— Your goal —
Go through the material below and count the lines with the string "side"; the number is the whole answer.

— Source material —
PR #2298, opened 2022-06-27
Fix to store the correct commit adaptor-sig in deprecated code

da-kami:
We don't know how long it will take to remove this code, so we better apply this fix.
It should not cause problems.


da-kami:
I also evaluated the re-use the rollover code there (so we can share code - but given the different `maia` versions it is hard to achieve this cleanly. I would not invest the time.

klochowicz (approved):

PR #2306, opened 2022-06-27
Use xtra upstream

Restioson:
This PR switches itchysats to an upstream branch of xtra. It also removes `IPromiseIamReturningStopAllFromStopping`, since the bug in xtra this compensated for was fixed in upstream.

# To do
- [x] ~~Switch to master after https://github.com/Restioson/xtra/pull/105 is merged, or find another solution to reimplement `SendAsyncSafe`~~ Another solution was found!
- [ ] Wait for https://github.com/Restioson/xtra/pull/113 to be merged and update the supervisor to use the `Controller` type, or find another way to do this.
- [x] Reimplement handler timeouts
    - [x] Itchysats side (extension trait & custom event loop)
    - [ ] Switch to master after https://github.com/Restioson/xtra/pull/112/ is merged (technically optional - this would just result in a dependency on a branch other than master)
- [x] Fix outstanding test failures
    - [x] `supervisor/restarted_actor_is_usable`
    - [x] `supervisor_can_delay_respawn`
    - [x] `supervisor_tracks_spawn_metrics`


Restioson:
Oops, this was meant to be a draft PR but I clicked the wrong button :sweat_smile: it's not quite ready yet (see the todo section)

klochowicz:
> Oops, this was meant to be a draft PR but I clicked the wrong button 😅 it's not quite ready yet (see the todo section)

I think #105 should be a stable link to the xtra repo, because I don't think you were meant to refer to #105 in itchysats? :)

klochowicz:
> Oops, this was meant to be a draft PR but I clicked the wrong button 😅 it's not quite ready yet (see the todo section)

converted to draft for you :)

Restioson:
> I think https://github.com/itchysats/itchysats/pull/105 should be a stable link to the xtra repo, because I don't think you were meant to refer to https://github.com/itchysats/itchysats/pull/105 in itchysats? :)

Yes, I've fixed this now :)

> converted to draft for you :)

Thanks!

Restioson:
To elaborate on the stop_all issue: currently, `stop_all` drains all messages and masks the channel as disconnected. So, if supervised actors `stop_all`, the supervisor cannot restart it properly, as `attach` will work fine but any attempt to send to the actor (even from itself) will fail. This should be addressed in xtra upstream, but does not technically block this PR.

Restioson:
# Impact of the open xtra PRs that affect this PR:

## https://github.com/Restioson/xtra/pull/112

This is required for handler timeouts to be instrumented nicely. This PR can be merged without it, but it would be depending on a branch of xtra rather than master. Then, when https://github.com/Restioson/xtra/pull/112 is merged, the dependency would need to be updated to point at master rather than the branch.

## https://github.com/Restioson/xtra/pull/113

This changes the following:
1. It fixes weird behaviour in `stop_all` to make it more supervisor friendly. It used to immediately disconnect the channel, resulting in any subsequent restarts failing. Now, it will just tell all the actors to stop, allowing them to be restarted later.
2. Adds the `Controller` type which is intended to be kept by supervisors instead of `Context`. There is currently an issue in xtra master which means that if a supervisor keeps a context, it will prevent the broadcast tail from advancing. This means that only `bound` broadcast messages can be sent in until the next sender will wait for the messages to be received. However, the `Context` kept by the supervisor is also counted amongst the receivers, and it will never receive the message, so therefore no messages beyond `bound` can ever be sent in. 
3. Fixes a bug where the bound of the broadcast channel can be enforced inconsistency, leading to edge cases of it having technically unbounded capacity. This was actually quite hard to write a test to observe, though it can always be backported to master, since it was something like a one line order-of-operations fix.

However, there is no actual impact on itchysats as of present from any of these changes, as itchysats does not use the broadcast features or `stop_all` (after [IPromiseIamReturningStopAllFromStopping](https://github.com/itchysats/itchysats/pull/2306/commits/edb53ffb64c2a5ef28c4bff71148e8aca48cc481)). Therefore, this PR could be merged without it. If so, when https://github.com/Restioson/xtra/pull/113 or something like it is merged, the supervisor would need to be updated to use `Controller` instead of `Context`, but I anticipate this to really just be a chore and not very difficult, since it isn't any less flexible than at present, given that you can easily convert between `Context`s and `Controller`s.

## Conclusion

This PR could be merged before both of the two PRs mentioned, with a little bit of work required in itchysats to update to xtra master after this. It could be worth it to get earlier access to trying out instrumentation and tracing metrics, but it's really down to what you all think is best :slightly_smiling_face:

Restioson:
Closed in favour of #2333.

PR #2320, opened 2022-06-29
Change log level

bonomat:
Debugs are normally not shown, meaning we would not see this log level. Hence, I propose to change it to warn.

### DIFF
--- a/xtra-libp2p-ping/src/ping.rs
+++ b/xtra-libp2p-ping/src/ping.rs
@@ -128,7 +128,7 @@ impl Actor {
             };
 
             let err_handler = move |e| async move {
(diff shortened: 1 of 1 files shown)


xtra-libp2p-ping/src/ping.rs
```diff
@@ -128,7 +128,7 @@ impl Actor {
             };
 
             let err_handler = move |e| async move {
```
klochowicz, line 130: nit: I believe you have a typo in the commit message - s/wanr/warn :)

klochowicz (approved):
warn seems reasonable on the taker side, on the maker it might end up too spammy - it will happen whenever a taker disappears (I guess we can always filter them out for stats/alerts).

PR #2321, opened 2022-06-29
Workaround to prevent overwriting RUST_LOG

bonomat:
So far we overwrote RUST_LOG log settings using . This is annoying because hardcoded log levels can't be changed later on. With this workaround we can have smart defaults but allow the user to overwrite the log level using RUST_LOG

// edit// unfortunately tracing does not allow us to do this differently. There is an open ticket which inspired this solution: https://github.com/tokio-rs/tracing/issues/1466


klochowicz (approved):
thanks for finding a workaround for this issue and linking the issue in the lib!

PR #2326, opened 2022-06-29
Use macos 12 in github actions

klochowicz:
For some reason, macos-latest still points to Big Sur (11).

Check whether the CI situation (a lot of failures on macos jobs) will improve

— Problem solution —
2